がんに伴う体と心の痛みを和らげ、生活やその人らしさを大切にする治療です。
がんの療養中は、痛みやだるさ、息苦しさ、といった体の不調が日常生活を妨げることがあります。がん医療における緩和療法とは、がんに伴う体と心の痛みを和らげ、生活やその人らしさを大切にする治療法です。
たとえば、呼吸が苦しかったり、胸の痛みがある場合は、酸素吸入や鎮痛薬などを用いて対処します。がんに伴う痛みの軽減を目的に放射線療法が行われることもあります。
緩和療法は、患者さんがどのような病状であっても、どのような時期で
あっても受けることができます。特に病気の進行が早い悪性胸膜中皮腫の場合は、治療と並行して早い段階から緩和ケアを始めることが勧められます。

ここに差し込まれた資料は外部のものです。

Issue #215, opened 2026-06-02
Bus mode: final assistant text without explicit `reply` tool call is silently dropped


Nibbler1250:
## Summary

In bus-mode deployments, when an agent finishes a turn with only a final-assistant text block — **without** invoking the `reply` MCP tool with `intent: "final"` — the response is silently dropped. The text is persisted to the session `.jsonl` but never reaches any user-facing channel (Telegram, Discord, Slack, dashboard SSE).

There's no log, no fallback delivery, no operator warning. The user sees the agent as wedged when it actually completed the request.

## Relationship to existing issues

- **#211** (wire receipt chain into adapters) will make this *visible*: a turn that ends without `reply` would leave a receipt with `stdin_written` ✓ but no `turn_observed`. That's the diagnostic. **This issue is the defensive remedy** to actually deliver the response when the diagnostic fires.
- **#213** (`incrementMessageCount` bookkeeping gap on bus path) is adjacent — both describe state-tracking that depends on the agent calling tools explicitly, with no safety net when it forgets.

## Reproduction

1. Send a prompt to a bus-mode agent via a chat surface.
2. Have the agent process via Bash/Read tools, then emit a final assistant text block — but **without** invoking `reply`.
3. Check the session `.jsonl`: text present, turn closed.
4. Check the chat surface: nothing arrived.

Observed in the wild today: in the same multi-turn conversation, the agent correctly called `reply` on turn N (delivered) and forgot on turn N+1 (silent drop). Same agent, same session, same model. No `reply` ≠ no text — the text was there.

## Root cause

The bus-side delivery pipeline is **only** triggered by an explicit `reply` MCP tool call (`src/bus/mcp-server.ts handleReply` → bus `response.text` event → channel adapter dispatch). The `jsonl-tailer` also publishes `response.text` for every text block in the assistant stream (`src/bus/jsonl-tailer.ts:373`), but those events lack the channel `origin` that adapters use to decide whether to deliver — so they're filtered out. Only `reply`-originated `response.text` events carry the right tag.

The legacy `runner.ts` path doesn't have this issue: it captures the final stdout directly and delivers it. The bus path swapped that capture for a tool-call-driven flow but didn't carry over the "*something* always reaches the user" guarantee.

[...]

Issue #211, opened 2026-06-01
feat(bus): wire receipt chain into adapters (telegram/discord/slack) + /api/inject


TerrysPOV:
## Context

#209 landed the per-message receipt chain (refs #207) — receipts open at the webui bridge (`streamBusPrompt` / `runPrompt`), the bus → PTY seam back-fills pid / generation / `stdin_written_at` via `findByPromptHash`, and terminal states (`turn_observed` / `timeout` / `wedged_prompt` / `stale_session`) are appended to `~/.claude/claudeclaw/receipts.jsonl`.

#209 deliberately scopes the instrumentation to the bus interior — but the failure surface that motivated #207 (intermittent Telegram message hangs on Plus across CLI 2.1.153 / .156 / .158) lives behind the **adapters**, not the webui bridge. Adapters and `/api/inject` call `bus.sendPrompt` directly, bypassing `streamBusPrompt`, so they currently don't open receipts. Until they do, #207's headline symptom remains uninstrumented.

## Goal

Wire every inbound surface to open a receipt at `message_polled` so the chain becomes universal.

## Scope

- **Telegram adapter** — open receipt on inbound update with `message_id: "tg-<update_id>"`, `selected_route`, `agent_id`, `prompt_hash`, before delegating to the bus.
- **Discord adapter** — same shape, `message_id: "discord-<message_id>"`.
- **Slack adapter** — same shape, `message_id: "slack-<event_ts>"`.
- **`/api/inject` HTTP route** — same shape, `message_id: "webui:inject:<short-nonce>"` (mirroring what `runPrompt` does for the chat path).

Each site should:
1. Hash the prompt with `hashPrompt(text)` *before* the bus's `<channel ...>` wrapper is applied (so the bus → PTY seam's `findByPromptHash` still hits — same invariant #209's `unwrapChannelText` follow-up fix established).
2. Open the receipt with the adapter-side `message_id` and let the singleton store track it.
3. Defer the terminal close to whichever layer first observes a `response.text` + `intent: "final"` for the agent, or to the timeout path. (Or open + close at the adapter boundary if the adapter has its own request/response window — Telegram's `sendMessage` reply, for example.)

## Why this matters

The receipt chain's whole value is making intermittent wedges *legible*. #207's wedge is on Telegram. Until Telegram receipts exist, an operator hitting the wedge sees the same opaque "no reply" they had before #209.

## Design questions to resolve in implementation

[...]

PR #217, opened 2026-06-02
fix(bus): synthesize ingestReply on turn_end if reply tool was not called

Nibbler1250:
## Problem

Refs #215 (the issue this PR fixes), refs #211 (adapter receipt coverage that makes this measurable), refs #213.

In bus-mode deployments, when an agent ends a turn with `stop_reason: "end_turn"` and a final assistant text block **without** invoking the `reply` MCP tool, the user-facing surface (Telegram, Discord, Slack, webui) receives **nothing**. The text is persisted to the session `.jsonl` but never delivered.

**Confirmed live 2x in 12 hours** on the same daemon — the agent that wrote #215 the previous evening forgot to call `reply` the next morning, twice consecutively. Prompt-level enforcement alone is not sufficient. From #215:

> Compounding factor: no prompt explicitly tells the agent that `reply` is mandatory in bus mode. The tool description ("Use `intent: 'final'` for the turn-final message") reads like advice, not a hard requirement.

This PR adds the **code-level safety net** (option B of #215). Option A (prompt enforcement) is a complementary follow-up.

## Fix

A two-piece change at the bus seam:

### 1. JSONL tailer emits `response.turn_end`

`src/bus/jsonl-tailer.ts dispatchAssistant`: on an assistant line with `stop_reason: "end_turn"`, emit a new `response.turn_end` event carrying the concatenated text blocks (text-only, thinking excluded, joined + trimmed). `stop_reason: "tool_use"` keeps existing behavior — the turn continues after the tool result, no synthesis needed.

```ts
if (line.message?.stop_reason === "end_turn") {
  const turnText = blocks
    .filter((b) => b.type === "text")
    .map((b) => (b as { text?: string }).text ?? "")
    .join("\n")
    .trim();
  this.publish("response.turn_end", { stop_reason: "end_turn", text: turnText }, line);
}
```

### 2. Bus core tracks per-agent reply state + synthesizes on omission

`src/bus/core.ts`: add `currentTurnReplied: Map<agentId, boolean>`. Reset on every `sendPrompt`, set to `true` when `ingestReply` with `intent: "final"` lands. On `response.turn_end`, if still `false` AND turn produced non-empty text AND `lastPromptOrigin` is cached, synthesize an `ingestReply` so the user receives the response.

Cleared in cancel/error/disconnect paths alongside `lastPromptOrigin` to keep the map bounded.

```ts
private handleTurnEnd(agentId: string, text: string): void {
  if (this.currentTurnReplied.get(agentId) === true) return;
  if (!text || text.trim().length === 0) return;
  const origin = this.lastPromptOrigin.get(agentId);
  if (!origin) {
    console.warn(`[bus] silent-drop detected for agent=${agentId} ...`);
    return;
  }
  console.warn(`[bus] silent-drop recovered for agent=${agentId} ...`);
  this.currentTurnReplied.set(agentId, true); // single-flight guard
  this.ingestReply({ agent_id: agentId, text, intent: "final" });
}
```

緩和療法について話を聞きたいときは、担当医や看護師に相談してください。
日本肺癌学会編: 患者さんのための肺がんガイドブック2022年版、WEB版
国立がん研究センター がん情報サービス「緩和ケア」
特定非営利活動法人 日本緩和医療学会 緩和ケア.net「患者さん・ご家族等一般の方へ」
胸水に対する治療について
- 悪性胸膜中皮腫では、胸水が大量に溜まることから、圧迫感や呼吸困難などの症状が出現しやすいことが知られています。
こうした胸水による症状に対しては、専用の管(ドレーン)を入れて胸水を排出させて、呼吸を楽にします。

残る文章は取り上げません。